◆ Your task:
From the entries, return every line where the string "Pinned" shows up.

--- Extracted records Enclosed Below ---

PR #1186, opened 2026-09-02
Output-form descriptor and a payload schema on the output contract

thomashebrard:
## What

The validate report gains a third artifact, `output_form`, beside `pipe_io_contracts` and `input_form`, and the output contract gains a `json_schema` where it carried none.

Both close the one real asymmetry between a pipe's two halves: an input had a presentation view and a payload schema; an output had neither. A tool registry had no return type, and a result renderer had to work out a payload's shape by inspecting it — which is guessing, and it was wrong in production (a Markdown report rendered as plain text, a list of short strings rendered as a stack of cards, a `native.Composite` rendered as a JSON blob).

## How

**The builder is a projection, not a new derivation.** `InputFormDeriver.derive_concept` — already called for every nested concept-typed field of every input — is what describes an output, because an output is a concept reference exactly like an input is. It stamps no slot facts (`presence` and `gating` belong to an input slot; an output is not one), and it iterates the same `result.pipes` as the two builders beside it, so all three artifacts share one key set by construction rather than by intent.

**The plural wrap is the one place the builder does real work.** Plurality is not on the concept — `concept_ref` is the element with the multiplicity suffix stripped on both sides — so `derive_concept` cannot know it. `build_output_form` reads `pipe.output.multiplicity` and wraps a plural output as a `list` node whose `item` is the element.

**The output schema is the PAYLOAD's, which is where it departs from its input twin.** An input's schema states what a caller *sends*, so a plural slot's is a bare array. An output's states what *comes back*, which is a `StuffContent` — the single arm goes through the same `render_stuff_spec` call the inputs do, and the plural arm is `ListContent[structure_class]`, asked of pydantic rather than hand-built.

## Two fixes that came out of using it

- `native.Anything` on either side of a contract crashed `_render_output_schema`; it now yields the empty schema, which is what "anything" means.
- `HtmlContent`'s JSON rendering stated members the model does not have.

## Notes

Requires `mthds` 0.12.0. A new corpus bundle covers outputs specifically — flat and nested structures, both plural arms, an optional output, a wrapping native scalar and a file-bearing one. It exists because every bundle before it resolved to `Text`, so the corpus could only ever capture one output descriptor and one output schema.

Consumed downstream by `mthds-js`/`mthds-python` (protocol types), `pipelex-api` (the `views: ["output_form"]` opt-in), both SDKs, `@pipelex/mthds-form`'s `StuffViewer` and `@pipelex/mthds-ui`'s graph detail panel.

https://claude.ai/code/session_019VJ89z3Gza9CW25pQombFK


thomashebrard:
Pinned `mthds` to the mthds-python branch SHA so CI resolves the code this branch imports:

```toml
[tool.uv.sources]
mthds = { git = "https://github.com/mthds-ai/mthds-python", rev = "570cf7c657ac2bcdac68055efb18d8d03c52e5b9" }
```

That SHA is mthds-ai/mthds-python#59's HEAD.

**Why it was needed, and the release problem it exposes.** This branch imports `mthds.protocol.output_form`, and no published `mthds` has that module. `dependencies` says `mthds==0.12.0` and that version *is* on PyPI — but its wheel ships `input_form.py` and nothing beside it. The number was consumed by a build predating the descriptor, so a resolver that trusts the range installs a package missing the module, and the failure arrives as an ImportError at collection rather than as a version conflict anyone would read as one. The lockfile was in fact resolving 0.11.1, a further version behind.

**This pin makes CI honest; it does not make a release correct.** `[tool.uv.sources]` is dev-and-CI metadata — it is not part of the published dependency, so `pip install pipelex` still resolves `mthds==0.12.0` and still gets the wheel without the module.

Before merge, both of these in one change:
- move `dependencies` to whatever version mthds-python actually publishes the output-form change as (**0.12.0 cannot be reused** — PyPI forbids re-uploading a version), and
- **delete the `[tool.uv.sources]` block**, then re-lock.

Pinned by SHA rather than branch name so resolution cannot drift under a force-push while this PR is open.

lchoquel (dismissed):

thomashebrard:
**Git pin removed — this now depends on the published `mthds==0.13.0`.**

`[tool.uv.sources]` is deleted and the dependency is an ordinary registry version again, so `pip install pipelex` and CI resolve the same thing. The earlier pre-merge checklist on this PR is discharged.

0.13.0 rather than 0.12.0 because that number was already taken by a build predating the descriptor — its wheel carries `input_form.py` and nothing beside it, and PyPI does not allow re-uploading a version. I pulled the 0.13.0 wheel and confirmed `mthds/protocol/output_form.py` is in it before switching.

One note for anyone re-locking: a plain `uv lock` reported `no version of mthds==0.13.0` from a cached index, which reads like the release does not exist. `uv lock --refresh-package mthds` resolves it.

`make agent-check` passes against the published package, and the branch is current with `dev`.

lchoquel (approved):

--- End of Enclosed Extracted records ---

◆ Written solution:
Pinned `mthds` to the mthds-python branch SHA so CI resolves the code this branch imports:
Pinned by SHA rather than branch name so resolution cannot drift under a force-push while this PR is open.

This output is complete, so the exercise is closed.